Analyzer
An analyzer is a wrapper that combines three functions in a package, and the three functions are executed in ++ order ++:
- Character filter For example, remove html tags, or turn "&" into "and". An analyzer may have zero or more character filters.
- Tokenizers Tokenizers break strings into individual terms or lexical units. An analyzer++ must have a unique ++ tokenizer.
- Word unit filter After word segmentation, the resulting word unit stream will pass through the specified word unit filter in the order specified by ++++. For example, lowercase, delete useless words like "a", "then", or add synonyms like jump and leap.
custom analyzer
- grammar structure
PUT /my_index
{
"settings": {
"analysis": {
"char_filter": { ... custom character filters ... },
"tokenizer": { ... custom tokenizers ... },
"filter": { ... custom token filters ... },
"analyzer": { ... custom analyzers ... }
}
}
}
char_fiter character filter
tokenizer tokenizer
filter word unit filter
analyzer analyzer
- Examples are as follows
PUT /my_index
{
"settings": {
"analysis": {
"char_filter": {
"&_to_and": {
"type": "mapping",
"mappings": [ "&=> and "]
}},
"filter": {
"my_stopwords": {
"type": "stop",
"stopwords": [ "the", "a" ]
}},
"analyzer": {
"my_analyzer": {
"type": "custom",
"char_filter": [ "html_strip", "&_to_and" ],
"tokenizer": "standard",
"filter": [ "lowercase", "my_stopwords" ]
}}
}}}
IK Analyzer
Because elasticsearch's default tokenizer standard is not suitable for Chinese, for example, the default analyzer will decompose "Happy Home 3" into ["Xing","Fu","Home","Garden","3","Period "], so in practical applications, most of them use some Chinese analyzers. IK analyzer is one of them.
ik analyzer address https://github.com/medcl/elasticsearch-analysis-ik
Download and install IK
- Method 1 Download the zip file and extract it to the plugin folder of elasticsearch. https://github.com/medcl/elasticsearch-analysis-ik/releases
- Method 2 Command installation (version > v5.5.1) ==Local unsuccessful==
./bin/elasticsearch-plugin install https://github.com/medcl/elasticsearch-analysis-ik/releases/download/v6.0.0/elasticsearch-analysis-ik-6.0.0.zip
After the download is complete, restart elasticsearch.
test analyzer
GET /employee/_analyze
{
"analyzer": "ik_max_word",
"text": "幸福家园3期"
}
the result of the response
{
"tokens": [
{
"token": "幸福",
"start_offset": 0,
"end_offset": 2,
"type": "CN_WORD",
"position": 0
},
{
"token": "家园",
"start_offset": 2,
"end_offset": 4,
"type": "CN_WORD",
"position": 1
},
{
"token": "3",
"start_offset": 4,
"end_offset": 5,
"type": "ARABIC",
"position": 2
},
{
"token": "期",
"start_offset": 5,
"end_offset": 6,
"type": "COUNT",
"position": 3
}
]
}
use ik analyzer
After the test installation of ik is successful, you can specify the analyzer of a field as ik when creating an index.
PUT /test
{
"mappings": {
"doc": {
"properties": {
"chinese_txt": {
"type": "text",
"analyzer": "ik_max_word",
"fields": {
"keyword": {
"type": "keyword",
"ignore_above": 256
}
}
}
}
}
}
}
The ik analyzer allows users to customize local or remote dictionary libraries, stop thesaurus, and support hot updates. For more detailed instructions, please check the official instructions of ik.

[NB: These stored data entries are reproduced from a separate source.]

PR #497, opened 2023-08-08
DB must not exist before import for SQL Server

zeraholladay:
Database should not exist before SQL Server import runs.


g-awmalik:
@zeraholladay - do you mind explaining the issue in a bit more detail?

@ravi-dalal - FYI since you wrote this module.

Higher-level queries such as match queries know the field mapping relationships and can apply the correct analyzer for each field being queried. This behavior can be viewed using the validate-query API, where the analyzer specified english_title at index time is english:
GET /my_index/my_type/_validate/query?explain
{
"query": {
"bool": {
"should": [
{ "match": { "title": "Foxes"}},
{ "match": { "english_title": "Foxes"}}
]
}
}
}
Returns the explanation result of the statement: (title:foxes english_title:fox)
Different analyzers can be used at search time and at index time
Elasticsearch supports an optional search_analyzer mapping, which is only applied when searching.